Collected data entries:
◇ ◇ ◇ ◇ ◇ ◇ ◇

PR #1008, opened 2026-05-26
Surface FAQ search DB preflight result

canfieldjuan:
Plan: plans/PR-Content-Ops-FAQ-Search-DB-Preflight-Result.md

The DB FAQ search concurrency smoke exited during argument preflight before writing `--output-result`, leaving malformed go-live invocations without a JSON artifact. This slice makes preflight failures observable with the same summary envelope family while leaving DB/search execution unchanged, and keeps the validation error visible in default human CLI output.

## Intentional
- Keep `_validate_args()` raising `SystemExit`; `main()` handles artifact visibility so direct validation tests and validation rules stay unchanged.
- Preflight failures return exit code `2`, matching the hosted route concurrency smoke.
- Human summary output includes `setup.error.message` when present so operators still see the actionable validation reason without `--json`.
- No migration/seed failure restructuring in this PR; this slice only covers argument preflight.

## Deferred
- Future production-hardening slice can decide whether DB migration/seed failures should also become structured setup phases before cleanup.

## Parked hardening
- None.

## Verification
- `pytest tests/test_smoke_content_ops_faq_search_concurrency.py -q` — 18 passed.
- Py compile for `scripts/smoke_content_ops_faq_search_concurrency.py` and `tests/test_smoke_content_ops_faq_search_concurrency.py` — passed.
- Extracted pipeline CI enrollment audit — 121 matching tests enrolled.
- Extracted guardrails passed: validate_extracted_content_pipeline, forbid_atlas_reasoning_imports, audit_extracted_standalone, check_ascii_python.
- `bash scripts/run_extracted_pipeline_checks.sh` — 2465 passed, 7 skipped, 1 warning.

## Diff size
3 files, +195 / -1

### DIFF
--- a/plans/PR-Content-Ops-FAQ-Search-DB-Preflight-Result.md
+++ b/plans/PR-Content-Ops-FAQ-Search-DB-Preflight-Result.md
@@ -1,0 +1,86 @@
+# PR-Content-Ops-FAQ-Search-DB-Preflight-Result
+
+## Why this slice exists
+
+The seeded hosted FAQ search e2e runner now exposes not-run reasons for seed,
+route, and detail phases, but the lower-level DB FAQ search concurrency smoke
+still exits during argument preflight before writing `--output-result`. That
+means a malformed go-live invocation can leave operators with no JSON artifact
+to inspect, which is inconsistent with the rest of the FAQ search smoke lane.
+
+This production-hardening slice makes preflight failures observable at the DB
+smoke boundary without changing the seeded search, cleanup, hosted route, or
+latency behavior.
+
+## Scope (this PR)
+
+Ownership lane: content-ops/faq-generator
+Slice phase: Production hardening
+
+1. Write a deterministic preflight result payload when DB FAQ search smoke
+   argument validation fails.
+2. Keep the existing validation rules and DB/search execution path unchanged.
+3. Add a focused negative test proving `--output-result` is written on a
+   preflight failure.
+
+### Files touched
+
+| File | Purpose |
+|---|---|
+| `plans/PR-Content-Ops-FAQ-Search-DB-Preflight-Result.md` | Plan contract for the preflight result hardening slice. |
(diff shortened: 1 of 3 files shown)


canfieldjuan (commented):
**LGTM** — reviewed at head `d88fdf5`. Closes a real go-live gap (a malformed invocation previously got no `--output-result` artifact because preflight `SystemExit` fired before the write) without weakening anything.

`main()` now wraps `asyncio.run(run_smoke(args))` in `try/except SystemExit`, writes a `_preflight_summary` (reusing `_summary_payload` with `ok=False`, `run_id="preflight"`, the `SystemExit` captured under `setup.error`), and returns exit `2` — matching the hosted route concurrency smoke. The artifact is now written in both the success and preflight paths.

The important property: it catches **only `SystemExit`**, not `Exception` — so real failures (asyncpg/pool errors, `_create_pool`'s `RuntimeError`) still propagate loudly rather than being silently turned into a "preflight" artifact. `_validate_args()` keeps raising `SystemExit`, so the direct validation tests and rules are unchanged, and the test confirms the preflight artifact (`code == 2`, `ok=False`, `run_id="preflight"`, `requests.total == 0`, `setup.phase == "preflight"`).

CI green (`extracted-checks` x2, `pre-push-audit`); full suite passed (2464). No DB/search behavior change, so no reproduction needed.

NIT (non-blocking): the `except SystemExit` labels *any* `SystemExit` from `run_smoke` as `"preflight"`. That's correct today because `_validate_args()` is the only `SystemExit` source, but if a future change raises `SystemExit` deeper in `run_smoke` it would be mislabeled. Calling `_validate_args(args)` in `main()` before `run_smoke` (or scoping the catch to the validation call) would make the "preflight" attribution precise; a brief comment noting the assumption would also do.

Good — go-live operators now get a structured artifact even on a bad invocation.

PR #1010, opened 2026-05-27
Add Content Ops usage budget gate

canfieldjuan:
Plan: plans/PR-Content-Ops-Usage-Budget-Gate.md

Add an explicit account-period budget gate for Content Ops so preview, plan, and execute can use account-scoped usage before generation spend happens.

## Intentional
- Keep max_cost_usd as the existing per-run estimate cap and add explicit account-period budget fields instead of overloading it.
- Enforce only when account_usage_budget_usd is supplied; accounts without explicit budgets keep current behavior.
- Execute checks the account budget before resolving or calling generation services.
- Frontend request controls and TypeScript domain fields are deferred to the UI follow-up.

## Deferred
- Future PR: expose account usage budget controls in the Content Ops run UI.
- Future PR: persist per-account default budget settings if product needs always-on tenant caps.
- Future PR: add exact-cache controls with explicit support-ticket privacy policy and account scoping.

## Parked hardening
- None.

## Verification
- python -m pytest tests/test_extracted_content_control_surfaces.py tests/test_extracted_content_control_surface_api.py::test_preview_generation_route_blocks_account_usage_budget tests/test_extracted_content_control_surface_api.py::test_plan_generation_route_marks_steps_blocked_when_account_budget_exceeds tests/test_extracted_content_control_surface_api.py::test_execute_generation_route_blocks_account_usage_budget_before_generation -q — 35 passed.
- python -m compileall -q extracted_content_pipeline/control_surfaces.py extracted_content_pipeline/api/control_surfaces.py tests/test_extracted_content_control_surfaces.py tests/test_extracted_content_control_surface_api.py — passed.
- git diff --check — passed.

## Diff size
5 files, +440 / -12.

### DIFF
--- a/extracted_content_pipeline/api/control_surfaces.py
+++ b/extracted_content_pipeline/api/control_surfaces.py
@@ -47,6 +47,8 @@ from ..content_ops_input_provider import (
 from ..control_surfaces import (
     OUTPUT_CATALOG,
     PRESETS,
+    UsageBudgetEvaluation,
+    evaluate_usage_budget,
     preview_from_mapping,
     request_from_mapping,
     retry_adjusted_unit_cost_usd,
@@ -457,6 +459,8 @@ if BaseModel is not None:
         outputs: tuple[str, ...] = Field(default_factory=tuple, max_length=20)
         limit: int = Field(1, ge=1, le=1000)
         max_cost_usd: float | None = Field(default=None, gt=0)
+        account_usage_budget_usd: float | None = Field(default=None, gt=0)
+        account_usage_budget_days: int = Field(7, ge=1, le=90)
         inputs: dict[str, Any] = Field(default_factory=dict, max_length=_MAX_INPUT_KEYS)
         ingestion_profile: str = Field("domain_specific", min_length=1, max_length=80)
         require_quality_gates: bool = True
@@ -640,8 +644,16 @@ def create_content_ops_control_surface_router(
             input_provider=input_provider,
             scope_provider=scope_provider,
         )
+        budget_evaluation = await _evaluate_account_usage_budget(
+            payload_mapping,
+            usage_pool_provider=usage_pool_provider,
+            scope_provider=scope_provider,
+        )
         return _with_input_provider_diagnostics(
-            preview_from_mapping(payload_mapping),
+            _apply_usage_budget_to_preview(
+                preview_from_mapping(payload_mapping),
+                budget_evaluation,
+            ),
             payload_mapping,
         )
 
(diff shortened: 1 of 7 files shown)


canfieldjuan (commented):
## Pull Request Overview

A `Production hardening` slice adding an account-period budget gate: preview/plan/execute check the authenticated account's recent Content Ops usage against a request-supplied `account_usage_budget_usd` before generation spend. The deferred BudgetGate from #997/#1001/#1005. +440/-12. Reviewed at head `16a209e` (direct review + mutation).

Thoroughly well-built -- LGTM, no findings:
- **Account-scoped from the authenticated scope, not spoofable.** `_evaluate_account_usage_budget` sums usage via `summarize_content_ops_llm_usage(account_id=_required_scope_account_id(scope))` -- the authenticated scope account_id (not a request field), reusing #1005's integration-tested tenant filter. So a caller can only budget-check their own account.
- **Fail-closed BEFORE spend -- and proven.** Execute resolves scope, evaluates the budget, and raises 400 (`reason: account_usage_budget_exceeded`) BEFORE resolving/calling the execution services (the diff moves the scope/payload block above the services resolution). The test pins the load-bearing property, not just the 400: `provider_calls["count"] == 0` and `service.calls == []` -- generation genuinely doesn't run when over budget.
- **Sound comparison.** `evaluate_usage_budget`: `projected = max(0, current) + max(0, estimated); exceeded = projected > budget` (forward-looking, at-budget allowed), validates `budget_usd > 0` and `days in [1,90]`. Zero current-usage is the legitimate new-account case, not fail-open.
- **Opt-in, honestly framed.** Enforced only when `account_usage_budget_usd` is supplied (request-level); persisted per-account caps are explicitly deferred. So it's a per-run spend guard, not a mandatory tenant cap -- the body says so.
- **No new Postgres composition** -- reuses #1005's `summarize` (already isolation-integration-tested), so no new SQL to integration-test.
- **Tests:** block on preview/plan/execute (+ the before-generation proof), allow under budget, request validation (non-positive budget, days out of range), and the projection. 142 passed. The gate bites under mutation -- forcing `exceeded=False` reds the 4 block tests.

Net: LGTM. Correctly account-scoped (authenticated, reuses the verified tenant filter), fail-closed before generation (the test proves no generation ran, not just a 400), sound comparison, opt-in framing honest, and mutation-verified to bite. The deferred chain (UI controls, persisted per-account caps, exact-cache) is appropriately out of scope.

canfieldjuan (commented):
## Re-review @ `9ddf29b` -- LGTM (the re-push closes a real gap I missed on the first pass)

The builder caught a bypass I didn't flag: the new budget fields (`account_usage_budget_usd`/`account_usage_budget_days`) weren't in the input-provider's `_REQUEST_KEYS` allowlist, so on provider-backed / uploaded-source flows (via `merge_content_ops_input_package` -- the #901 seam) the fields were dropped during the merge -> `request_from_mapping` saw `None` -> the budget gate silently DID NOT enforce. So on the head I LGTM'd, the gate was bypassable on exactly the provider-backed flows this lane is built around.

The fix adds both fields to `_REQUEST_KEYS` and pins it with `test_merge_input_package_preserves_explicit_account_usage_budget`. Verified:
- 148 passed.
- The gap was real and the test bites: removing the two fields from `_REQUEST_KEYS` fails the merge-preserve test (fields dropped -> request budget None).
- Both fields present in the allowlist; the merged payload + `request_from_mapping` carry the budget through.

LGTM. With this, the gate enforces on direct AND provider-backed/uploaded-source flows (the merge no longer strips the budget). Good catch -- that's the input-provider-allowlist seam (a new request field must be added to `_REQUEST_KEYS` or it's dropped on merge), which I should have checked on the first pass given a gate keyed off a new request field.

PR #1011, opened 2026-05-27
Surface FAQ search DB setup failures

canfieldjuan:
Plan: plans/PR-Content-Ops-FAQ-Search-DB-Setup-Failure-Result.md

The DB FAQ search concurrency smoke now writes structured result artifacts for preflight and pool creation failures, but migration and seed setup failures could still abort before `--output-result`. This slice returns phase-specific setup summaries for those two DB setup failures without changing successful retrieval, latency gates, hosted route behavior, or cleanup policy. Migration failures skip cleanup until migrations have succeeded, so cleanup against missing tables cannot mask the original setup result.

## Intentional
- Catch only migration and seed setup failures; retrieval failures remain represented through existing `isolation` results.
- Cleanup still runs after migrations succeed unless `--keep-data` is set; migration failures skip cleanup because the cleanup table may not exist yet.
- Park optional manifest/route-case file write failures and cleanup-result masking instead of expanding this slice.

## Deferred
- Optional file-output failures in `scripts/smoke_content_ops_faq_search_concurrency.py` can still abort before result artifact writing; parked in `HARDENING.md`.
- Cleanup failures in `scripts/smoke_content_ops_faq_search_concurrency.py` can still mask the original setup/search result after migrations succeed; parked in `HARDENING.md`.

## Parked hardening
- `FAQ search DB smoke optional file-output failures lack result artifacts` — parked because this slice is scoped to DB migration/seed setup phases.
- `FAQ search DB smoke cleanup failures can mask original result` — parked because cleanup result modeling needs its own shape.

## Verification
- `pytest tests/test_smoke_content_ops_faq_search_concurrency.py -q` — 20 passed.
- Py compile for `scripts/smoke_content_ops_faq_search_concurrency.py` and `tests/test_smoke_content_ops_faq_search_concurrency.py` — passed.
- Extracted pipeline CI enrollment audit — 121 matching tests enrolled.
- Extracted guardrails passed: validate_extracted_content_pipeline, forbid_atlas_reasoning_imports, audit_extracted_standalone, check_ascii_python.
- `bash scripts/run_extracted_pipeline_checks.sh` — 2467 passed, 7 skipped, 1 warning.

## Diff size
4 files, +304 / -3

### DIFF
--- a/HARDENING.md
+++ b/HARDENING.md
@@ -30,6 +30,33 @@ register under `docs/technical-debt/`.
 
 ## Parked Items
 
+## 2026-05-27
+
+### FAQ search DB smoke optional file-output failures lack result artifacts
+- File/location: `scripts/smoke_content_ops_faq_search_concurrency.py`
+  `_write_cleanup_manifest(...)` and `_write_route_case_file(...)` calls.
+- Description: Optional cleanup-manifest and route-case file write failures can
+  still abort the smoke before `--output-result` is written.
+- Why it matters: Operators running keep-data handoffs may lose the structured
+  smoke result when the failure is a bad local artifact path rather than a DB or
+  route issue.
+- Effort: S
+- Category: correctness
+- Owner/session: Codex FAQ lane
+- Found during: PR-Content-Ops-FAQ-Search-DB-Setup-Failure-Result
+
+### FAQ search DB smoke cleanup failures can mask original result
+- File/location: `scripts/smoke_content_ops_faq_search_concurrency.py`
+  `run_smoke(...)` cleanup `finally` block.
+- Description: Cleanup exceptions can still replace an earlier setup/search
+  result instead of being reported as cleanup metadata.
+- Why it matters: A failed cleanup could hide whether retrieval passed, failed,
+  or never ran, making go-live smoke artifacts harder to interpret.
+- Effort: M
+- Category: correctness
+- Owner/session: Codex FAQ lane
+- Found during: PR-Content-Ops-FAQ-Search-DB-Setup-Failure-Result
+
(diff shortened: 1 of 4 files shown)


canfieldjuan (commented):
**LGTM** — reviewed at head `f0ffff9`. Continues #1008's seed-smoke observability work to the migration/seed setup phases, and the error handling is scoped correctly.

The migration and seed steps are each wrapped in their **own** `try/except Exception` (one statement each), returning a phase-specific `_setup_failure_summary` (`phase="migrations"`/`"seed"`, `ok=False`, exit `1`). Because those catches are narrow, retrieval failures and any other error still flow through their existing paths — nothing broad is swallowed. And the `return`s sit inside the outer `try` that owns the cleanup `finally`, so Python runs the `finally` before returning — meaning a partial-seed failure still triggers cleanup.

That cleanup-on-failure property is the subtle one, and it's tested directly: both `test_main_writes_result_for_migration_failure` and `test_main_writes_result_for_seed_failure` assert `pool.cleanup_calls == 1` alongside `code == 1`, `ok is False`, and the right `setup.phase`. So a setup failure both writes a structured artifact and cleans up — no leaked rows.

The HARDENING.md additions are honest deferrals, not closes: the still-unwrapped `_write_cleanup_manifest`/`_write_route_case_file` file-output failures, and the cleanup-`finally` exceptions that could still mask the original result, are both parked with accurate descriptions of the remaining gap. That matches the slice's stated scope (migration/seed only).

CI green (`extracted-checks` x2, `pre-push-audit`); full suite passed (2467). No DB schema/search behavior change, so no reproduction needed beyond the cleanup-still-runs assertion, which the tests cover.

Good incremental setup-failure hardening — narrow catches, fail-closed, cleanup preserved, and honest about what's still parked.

◇ ◇ ◇ ◇ ◇ ◇ ◇

* [INSTRUCTIONS TO FOLLOW]:
Across the records above, how many lines contain the word "makes"? Give the number by itself.

* [RESULT BELOW]:
2